# How to Properly Use an Excavator



## Big Don (Nov 13, 2007)

http://view.break.com/398340
...to have fun...


----------



## bydand (Nov 13, 2007)

Why is this in the horror section?  That looks like something I would have done at that age on a jobsite.  We did run my brother up to the very top of a 135' crane to take a picture of the site before.  He sat on the weighted hook and just held onto the cable with one hand and snapped pictures with the other.


----------



## Big Don (Nov 13, 2007)

bydand said:


> Why is this in the horror section?  That looks like something I would have done at that age on a jobsite.  We did run my brother up to the very top of a 135' crane to take a picture of the site before.  He sat on the weighted hook and just held onto the cable with one hand and snapped pictures with the other.
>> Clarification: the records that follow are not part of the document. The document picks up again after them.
PR #71, opened 2021-09-01
Feat dispatcher

bast0006:
Add an event dispatcher for use with plugins and other inter-bot events.


modmail/dispatcher.py
```diff
@@ -0,0 +1,167 @@
...
+    blocking_handlers: Dict[str, List[Optional[CoroutineFunction]]]
+    blocking_priorities: Dict[str, List[int]]
+    handlers: Dict[str, List[CoroutineFunction]]
+
+    def __init__(self, *event_names: str):
+        self.handlers = {}
+        self.blocking_handlers = {}
+        self.blocking_priorities = {}
+
+        self.register_event(*event_names)
```
onerandomusername, line 30: Is it meant to not be possible to be able to make a Dispatcher without any events at all?

I feel like this line should not exist at all, and a Dispatcher must be made separately from registering events.

modmail/dispatcher.py
```diff
@@ -0,0 +1,167 @@
...
+
+    def register_event(self, *event_names: str) -> None:
```
onerandomusername, line 32: Perhaps this could be more clear, as this can take multiple events, but the name of the function is singular.

modmail/dispatcher.py
```diff
@@ -0,0 +1,167 @@
...
+                args,
+                kwargs,
+            )
+            self.blocking_handlers[event_name] = []
+            self.handlers[event_name] = []
+            self.blocking_priorities[event_name] = []
+
+        for handler in self.blocking_handlers[event_name]:
+            if await handler(*args, **kwargs):
+                return
```
onerandomusername, line 165: Why does it return here with None? If its a blocking handler, it should only be blocked if the awaitable returns a Nonzero value.

This function should return the error code so the caller *knows* if the checks failed or not.

modmail/dispatcher.py
```diff
@@ -0,0 +1,167 @@
...
+from typing import Callable, Coroutine, Dict, List, Optional, Union
+
+from modmail import ModmailLogger
+
+logger: ModmailLogger = logging.getLogger(__name__)
+
+CoroutineFunction = Callable[..., Coroutine]
+
+
+class Dispatcher:
```
onerandomusername, line 13: Is there a way to close a dispatcher, to remove all events from it safely and ensure nothing was being awaited or uncollected?

tests/modmail/test_dispatcher.py
```diff
@@ -0,0 +1,220 @@
...
+
+    def counter():
+        nonlocal tocks
+        tocks += 1
+        return tocks
+
+    return counter
+
+
+def make_mock_handler():
```
onerandomusername, line 24: Needs a Return type.

Actually, a lot of this section does.

modmail/dispatcher.py
```diff
@@ -0,0 +1,167 @@
...
+    """
+    Dispatches events through an async event handler system.
+
+    Supports blocking events and priority.
+    """
+
+    # These are separate because it makes using the bisect module easier. See _register_handler.
+    blocking_handlers: Dict[str, List[Optional[CoroutineFunction]]]
+    blocking_priorities: Dict[str, List[int]]
```
onerandomusername, line 22: What are the supported priorities? How does this handle priorities between blocking_priorities and blocking_handlers. Some handlers may have a high priority, but aren't blocking.

onerandomusername (commented):
Is there not a bot attribute for this dispatcher? How is it used?

modmail/dispatcher.py
bast0006: I just added it for convenience. I'm not sure exactly how we intend to initialize all this, but if we want to init it with some events present, adding the line makes that possible

modmail/dispatcher.py
bast0006: We return none here in order to cancel further dispatch of the vent

modmail/dispatcher.py
bast0006: 👍

modmail/dispatcher.py
bast0006: That is something I should add.

bast0006: No, but that's because it's just a flow-through. Handling safe closure of all dispatch calls should ensure the dispatcher is cleaned up afterwards.

modmail/dispatcher.py
bast0006: Any integer priority level is supported. I suppose any float is also supported, but not explicitly. 

Handlers with a high priority but not "blocking" must necessarily be blocking as a group at minimum to prevent further events after them from being called too soon. However, because its much more complex to implement per-step blocking as opposed to just linear, I figured it's just much easier for everyone if they want a high priority handler to support the ability to block others. 

The only reason non-prioritized handlers don't support event cancellation is because they're all fired at once.

bast0006: I've added a nonblocking decorator to general utils if someone wants to explicitly opt into that behavior

onerandomusername (changes requested):
Found a major bug of not allowing methods of class instances to be passed self.

My test cog was like this:
```py
import logging

from discord.ext import commands
from discord.ext.commands import Context

from modmail.bot import ModmailBot
from modmail.dispatcher import Dispatcher
from modmail.log import ModmailLogger
from modmail.plugin_helpers import PluginCog

logger: ModmailLogger = logging.getLogger(__name__)

dispatch = Dispatcher()

dispatch.register_events("test")


class DispatchTest(PluginCog):
    """This is a DispatchTest."""

    def __init__(self, bot: ModmailBot):
        """INIT a TEST!."""
        self.bot = bot

    @dispatch.register("test")
    async def oof(self) -> None:
        """Test event."""
        print("hi 5")

    @commands.command()
    async def t(self, _: Context) -> None:
        """Test dispatch."""
        await dispatch.dispatch("test")


def setup(bot: ModmailBot) -> None:
    """Add the gateway logger to the bot."""
    bot.add_cog(DispatchTest(bot))
```

PR #73, opened 2021-09-06
fix: change flake8 instance to always run in the poetry venv in pre-commit

onerandomusername:
fixes problem of not being in the venv when running git commit


Shivansh-007 (approved):
Works well

PR #74, opened 2021-09-16
fix: install poetry with pipx when running in docker

onerandomusername:
Installs poetry into a venv with pipx for docker.

This means that our dependencies and poetry's dependencies will not conflict.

"Horror Stories" are both the sad and the funny... I thought it qualified as funny...


----------



## MBuzzy (Nov 13, 2007)

I'm totally doing this on my next job site.....  YAY OSHA!!!!


----------



## grydth (Nov 13, 2007)

Well the folks at the Workers Compensation Boards will always have cases to work on...:hammer:


----------



## bydand (Nov 14, 2007)

Naw, OSHA and Workman Comp. can go jump in the lake.  Self-employed here so they wouldn't do a darn thing anyway.


----------



## michaeledward (Nov 14, 2007)

Looks to me to be preliminaries for the Darwin Awards.


----------



## exile (Nov 14, 2007)

On the other hand, we may simply not have been shown the finale of the episode where the guy who was riding the sling collects the $250 he bet with the chump in the excavator who challenged him to go half a minute with the worst that said chump could do to throw him around... always follow the money trail, as Deep Throat told Woodward and Bernstein!


----------